En realidad, el discurso del Rey fue una versión abreviada, más sobria y digerible, del que Pedro Sánchez pronunció unas horas antes en el Parlamento. Por serlo, hizo suya su parte más cuestionable: la tesis de que estamos ante una crisis grave pero transitoria, un mal momento que durará unas cuantas semanas, pasado el cual todo volverá a la feliz normalidad anterior.
Transcribo: “Esta es una crisis temporal. Un paréntesis en nuestras vidas. Volveremos a la normalidad. Y lo haremos más temprano que tarde. Recuperaremos la normalidad de nuestra convivencia, la vida en nuestras calles, en nuestros pueblos y ciudades; la economía, los puestos de trabajo, nuestras empresas, nuestros comercios, nuestros talleres… España recuperará su pulso, su vitalidad, su fuerza”.
Se comprende la necesidad de trasmitir algo de esperanza a una sociedad desolada. Pero es peligroso seguir mostrando próximo un horizonte de prosperidad recobrada cuando se conoce positivamente que no será cierto. Los ciudadanos tienen memoria, y esas palabras se recordarán cuando el Rey haga su discurso de Navidad y la economía esté patas arriba. Personalmente, prefiero la brutal sinceridad de Merkel, que ayer dijo claramente a los alemanes que esta es la situación más grave que ha conocido Alemania desde la II Guerra Mundial.

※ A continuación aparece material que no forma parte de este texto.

PR #2515, opened 2021-02-27
rename all ts imports to js imports

quisquous:


quisquous:
I think all imports should be `.js` with the extension at this point.  Maybe the `import/extensions` rule could help here to prevent importing files with no extensions.  I think once everything is converted to typescript then tsc will naturally prevent importing `.ts`, so maybe we don't need to bother with that rule.

cc @MaikoTan @Trim21

Trim21:
Why... What will happen if we import `.ts` files...

MaikoTan:
> Why... What will happen if we import `.ts` files...

See here: https://github.com/quisquous/cactbot/pull/2466#issuecomment-782918099
and this commit https://github.com/quisquous/cactbot/pull/2466/commits/5013e32e91249d4458abcacd3654f360433c1068

Trim21:
I think this is a really bad workaround...

Trim21:
I think we should remove `"type": "module",` from package.json and rename all `.js` files to '.mjs`, instead of importing `.ts` as `.js` extension.

quisquous:
The webpack loader is a workaround, but I think that is a webpack bug.  esbuild, node, VSCode, and eslint all handle this case properly.  I think there are more general reasons than just "make this work in cactbot" listed in the linked comment from Maiko.

Importing typescript files with an import than has an explicit ts extension is not an answer, as per the TS2691 error listed there.

From everything that I have read, importing typescript via a bare import specifier (no extension) or with a javascript extension are both supported.  Visual Studio even has an option to auto-complete typescript imports with .js extensions.  I think this is not some weird workaround, this is normal.

I think as a short-term solution, I would prefer to leave extensions as .js while we are converting to typescript, because it makes each typescript conversion have less churn.  You don't have to change two hundred files when converting one file to typescript because everything continues to work.

Trim21:
I think I can fix this these days. (with bare import) mocha is not a big problem here.

quisquous:
> I think I can fix this these days. (with bare import) mocha is not a big problem here.

I don't think there's anything wrong.  Everything is working at the moment.

Trim21:
I just fixed mocha problem....

quisquous:
> I think this is a really bad workaround...(also the webpack loader)

Can you explain where you're coming from?  I feel like you haven't explained your reasoning here and just keep saying it's bad.  It really seems to me that bare imports and js extensions are both valid ways to import a typescript file from another typescript file and I don't understand what you're objecting to.

Trim21:
@quisquous You are right, It works fine, and many tools support it.

But my objecting comes from 2 point.

1. The .js file being referenced doesn't exist; and won't exist until after it's been transpiled to js, and when that happens in many cases it'll be stored somewhere else. Source code shouldn't be referring to it's own build artifacts.
2. It can be fixed very easily in this way. https://github.com/quisquous/cactbot/pull/2526/files#diff-b55cdbef4907b7045f32cc5360d48d262cca5f94062e353089f189f4460039e0

Trim21:
So will we remove all .js extensions in a PR?

quisquous:
I'll abandon this change.

> So will we remove all .js extensions in a PR, or step by step

One PR seems fine.  Do you want to do it?

PR #2518, opened 2021-02-28
refactor: typescript-ize translation.js and party.js

MaikoTan:
@Trim21 帮我review一下


resources/party.ts
```diff
@@ -21,9 +24,17 @@ export default class PartyTracker {
...
 
     // role -> [names] but only for party
-    this.roleToPartyNames_ = {};
+    this.roleToPartyNames_ = {} as Record<Role, string[]>;
     for (const role of Util.getAllRoles())
       this.roleToPartyNames_[role] = [];
+  }
+
+  // Bind this to PartyChanged events.
+  onPartyChanged(e: { party: Party[]}): void {
```
Trim21, line 33: will it be better to add a types/`events.d.ts` for all events?

resources/translations.ts
```diff
@@ -0,0 +1,149 @@
...
+    en: 'You abandoned trial synthesis\\.',
+    de: 'Testsynthese abgebrochen\\.',
+    fr: 'Vous avez interrompu la synthèse d\'essai\\.',
+    ja: '(?<player>\\y{Name})は製作練習を中止した。',
+    cn: '(?<player>\\y{Name})停止了练习。',
+    ko: '제작 연습을 중지했습니다\\.',
+  },
+};
+
+type LocaleRegexesObj = Record<keyof typeof localeLines, Record<'en' | 'de' | 'fr' | 'ja' | 'cn' | 'ko', RegExp>>;
```
Trim21, line 114:
```TS
import { Lang } from '../types/global'

type LocaleRegexesObj = Record<keyof typeof localeLines, Record<Lang, RegExp>>;
```

resources/party.ts
MaikoTan: Those are typed for OverlayPlugin/Cactbot backend, I think to put them in the `global` file is well, not neccesary to create many files? They are not very long, even fill up all the types later.

resources/translations.ts
```diff
@@ -0,0 +1,150 @@
+import { Lang } from '../types/global';
+import Regexes from './regexes';
+import NetRegexes from './netregexes';
+
+// Fill in LocaleRegex so that things like LocaleRegex.countdownStart.de is a valid regex.
+const localeLines = {
```
quisquous, line 6:
```suggestion
const localeLines: { [key: string]: Record<Lang, string> } = {
```
I think it's expected that all languages are filled out in this file.  I think especially if we are going to treat these as records, we should enforce that here.  What do you think?

resources/translations.ts
```diff
@@ -0,0 +1,150 @@
...
+
+type LocaleRegexesObj = Record<keyof typeof localeLines, Record<Lang, RegExp>>;
+
+// Here overrides the build-in Proxy type definition
+// because it assumes that the source object type should
+// be the same as the target object, but here we use
+// proxy to dynamically return RegExp instead of strings
+// in the source object. So create a hacky Type to override
+// the default definition to make this work.
+interface OverrideProxyConstructor {
```
quisquous, line 123: Is it possible to not use a proxy here?  I recently sped up unittests a bunch by remove `Regexes.parse` lines (which these helpers both do).  One thing that was nice about the previous code is that it generates regexes for all languages once, and then never again.  I would prefer not to have the proxy dynamically compute it every time.  It's also a little bit suspicious to my eyes to have a Proxy for a Record (which should never return undefined) have a bunch of "return null" cases.

Is it possible to make a more generic object and then use `as LocaleRegexesObj` or something to tell typescript that it's correct? (I tried doing that, but then it thought that LocaleRegex.countdownCancel might be undefined, even with the `as`? Maybe you can figure out something else?) Alternatively, is there some other way of constructing this?

resources/party.ts
```diff
@@ -41,99 +52,99 @@ export default class PartyTracker {
...
+  jobName(name: string): Job | null {
     const partyIndex = this.partyNames.indexOf(name);
     if (partyIndex >= 0)
-      return Util.jobEnumToJob(this.details[partyIndex].job);
+      return Util.jobEnumToJob(this.details[partyIndex]?.job as number);
     return null;
   }
 
-  nameFromId(id) {
+  nameFromId(id: string): string | undefined {
```
quisquous, line 147: Maybe this is for a separate PR, but it is definitely odd that this one returns undefined but the others return null.

On the other hand, I think having the rest return undefined instead of null would clean up a bunch of the types.  You could say stuff like this, without needing all of the `as string` lines:

```
  otherHealer(name: string): string | undefined {
    const names = this.roleToPartyNames_['healer'];
    if (names.length !== 2)
      return;
    if (names[0] === name)
      return names[1];
    if (names[1] === name)
      return names[0];
  }
```

What do you think?

resources/translations.ts
MaikoTan: True and working for now. But do you remember the time that intl server updated patch 5.3 but CN/KR didn't, we had `en/de/fr/ja` completed but `cn/kr` lacking.
If this happens again, then the type as this would not be correct.

Or, something like this, ensure `en` required only?
```typescript
type LocaleLines = {
  [key: string]: {
    en: string;
  } & Partial<Record<Exclude<Lang, 'en'>, string>>;
};
```

resources/translations.ts
MaikoTan: Correct, I tried before but I found it is hard to simply add types on the original code.
I think if not to use proxy, the better way is to create a dummy class which caches regexes at the runtime and export the entries to access to `NetRegex` and `Regex`?

resources/party.ts
MaikoTan: So you means to modify other methods to return `undefined` too?

resources/translations.ts
quisquous: Could the proxy precalculate them all ahead of time and access the precalculated object that used to be returned?

resources/party.ts
quisquous: Yeah, I think I was suggesting that they all could return `string | undefined` and wondering if that would be more consistent / clean things up.  Feel free to disagree here.  It was more just me thinking out loud and wondering about the `as string` and the inconsistency.

resources/translations.ts
quisquous: Ah, that's true, that maybe they're missing.  But if they're missing then you can't have `Record<Lang, RegExp>` below, because it's not a Record anymore if there are missing keys.

I think there are two alternatives.  Either we make it not a record (like you suggest with Partial above) or we add in something (a fake duplicate regex of what `en` says, so at least it exists even if it's wrong?) for other languages just so something exists.  I don't think we need to list it in localeLines, but you could have the proxy still return something.

I just am worried about having a Record with missing keys.

resources/party.ts
```diff
@@ -41,99 +52,99 @@ export default class PartyTracker {
...
     const names = this.tankNames;
     if (names.length !== 2)
-      return null;
+      return;
     if (names[0] === name)
       return names[1];
     if (names[1] === name)
       return names[0];
-    return null;
+    return;
```
quisquous, line 124:
```suggestion
```

resources/party.ts
```diff
@@ -41,99 +52,99 @@ export default class PartyTracker {
...
+    const names = this.roleToPartyNames_['healer'];
     if (names.length !== 2)
-      return null;
+      return;
     if (names[0] === name)
       return names[1];
     if (names[1] === name)
       return names[0];
-    return null;
+    return;
```
quisquous, line 136:
```suggestion
```

resources/party.ts
```diff
@@ -41,99 +52,99 @@ export default class PartyTracker {
...
 
   // returns the job name of the specified party member
-  jobName(name) {
+  jobName(name: string): Job | undefined {
     const partyIndex = this.partyNames.indexOf(name);
     if (partyIndex >= 0)
-      return Util.jobEnumToJob(this.details[partyIndex].job);
-    return null;
+      return Util.jobEnumToJob(this.details[partyIndex]?.job as number);
+    return;
```
quisquous, line 144:
```suggestion
```

PR #2519, opened 2021-02-28
fix(type): regexes param can be undefined

MaikoTan:


resources/netregexes.ts
```diff
@@ -35,7 +35,7 @@ const changeZoneParams = ['id', 'name'] as const;
 const network6dParams = ['instance', 'command', 'data0', 'data1', 'data2', 'data3'] as const;
 
 const parseHelper = (
-    params: { timestamp?: string; capture?: boolean },
+    params: { timestamp?: string; capture?: boolean } | undefined,
```
Trim21, line 38: What's the difference between the style here and below.

MaikoTan: There are somewhere called regex helper functions without a parameter, for example:
https://github.com/quisquous/cactbot/blob/33bb7a866ac0b9ffc1d5912f9edac0169589f3e3/ui/jobs/utils.js#L11
Since we have `typeof f === 'undefined` type guard here, so would not break anything.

Pero quizá lo más preocupante del discurso del Rey resulta la ausencia clamorosa de cualquier mención a la Unión Europea. No es su culpa ni responde a un olvido, sino a la desoladora realidad de que las instituciones europeas están fracasando de nuevo, con estrépito, en su papel básico de marco obligado para la gestión de una crisis que afecta a todos sus miembros. La UE defraudó en la crisis financiera —es más, contribuyó a agravarla—, volvió a fracasar en la crisis de los refugiados y está dimitiendo escandalosamente de sus obligaciones en la del coronavirus. Cada país, abandonado a su suerte y al mayor o menor acierto de sus gobiernos, está afrontando esta crisis a su manera, en clave estrictamente nacional. Por eso son estrictamente nacionales los discursos de Sánchez y del Rey.
En cuanto a la cacerolada con que en ciertas ciudades se acompañó el discurso del Rey, lo único preocupante, además de su radical impertinencia en este momento de máximo estrés emocional, es que todos los que la alentaron forman parte de la mayoría parlamentaria que sostiene al actual Gobierno de Su Majestad. España, siempre insólita.